Former President Donald Trump has unveiled a plan to cap credit card interest rates at 10% for one year, promising to save Americans “tens of billions” in interest payments amid ongoing concerns about consumer debt.
The proposal, which revives a campaign pledge from earlier this year, takes aim at what Trump characterizes as predatory lending practices by major credit card companies. “We will no longer let the American Public be ripped off by Credit Card Companies that are charging Interest Rates of 20 to 30%,” Trump declared in a statement announcing the initiative.
Banking Industry Pushes Back
The response from the financial sector was swift and unequivocal. A coalition of five banking associations, including the influential American Bankers Association, has warned that such a cap would ultimately harm the very consumers it aims to protect.

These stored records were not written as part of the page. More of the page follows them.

PR #4536, opened 2017-08-09
Fix the hang issue in Travis CI build triggered by the [Feature] tag

daxian-dbw:
Some class related parser tests may cause Travis build to hang if they are running with CrossGen'ed assemblies. This is an issue to the CrossGen utility, and it's tracked by https://github.com/dotnet/coreclr/issues/9745.

To work around the issue, we made the following changes to our build:
1. For pull request and push commit, build without '-CrossGen' and run the parsing tests
2. For daily build, build with '-CrossGen' but don't run the parsing tests

The recent `[Feature]` tag support allows us to run the full build in PR or Commit-Push CI builds. The parser tests should run in those `[Feature]` tag builds, so we need to make sure the `[Feature]` tag builds don't use `-CrossGen` before running the tests.

Two other changes:
1. Skip inheritance tests during daily build.
2. Update badge only in daily build.


TravisEz13 (approved):

adityapatwardhan (approved):
LGTM

daxian-dbw:
The failures in AppVeyor are all `*-PSSessionConfiguration` related, not caused by this PR.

What’s the real concern? According to industry representatives, artificially capping interest rates would force lenders to dramatically restrict credit availability, particularly for Americans with less-than-stellar credit histories.
“At the same time, evidence shows that a 10% interest rate cap would reduce credit availability and be devastating for millions of American families and small business owners who rely on and value their credit cards, the very consumers this proposal intends to help,” the banking groups stated in their joint response.
The proposed cap represents one of Trump’s most direct challenges to the financial industry since announcing his return to politics. It comes at a time when many Americans are struggling with record-high credit card balances and interest rates that have climbed steadily following the Federal Reserve’s aggressive campaign against inflation.
Economic Implications
Trump’s team frames the proposal as a simple consumer protection measure that would provide immediate relief to millions of households. Yet economists remain divided on whether such intervention would achieve its intended effects.
The timing of the proposal has raised eyebrows among some financial analysts. Credit card interest rates currently hover near historic highs, with the national average approaching 21% for many consumers. A forced reduction to 10% would represent a seismic shift in the consumer lending landscape.
Banking representatives argue that credit card rates reflect genuine risk assessments, not corporate greed. They suggest that borrowers unable to qualify for traditional credit under a 10% cap would likely turn to payday lenders, pawn shops, and other alternative financial services with potentially more predatory terms.
Still, consumer advocates have long criticized the credit card industry for what they see as excessive interest rates that trap users in cycles of debt. For many working-class Americans facing high-interest payments, the proposed cap might seem like welcome relief regardless of industry warnings.
Whether the proposal will gain traction beyond campaign rhetoric remains to be seen, but it has already accomplished one thing: reigniting the perennial debate about the proper balance between consumer protection and market freedom in America’s financial system.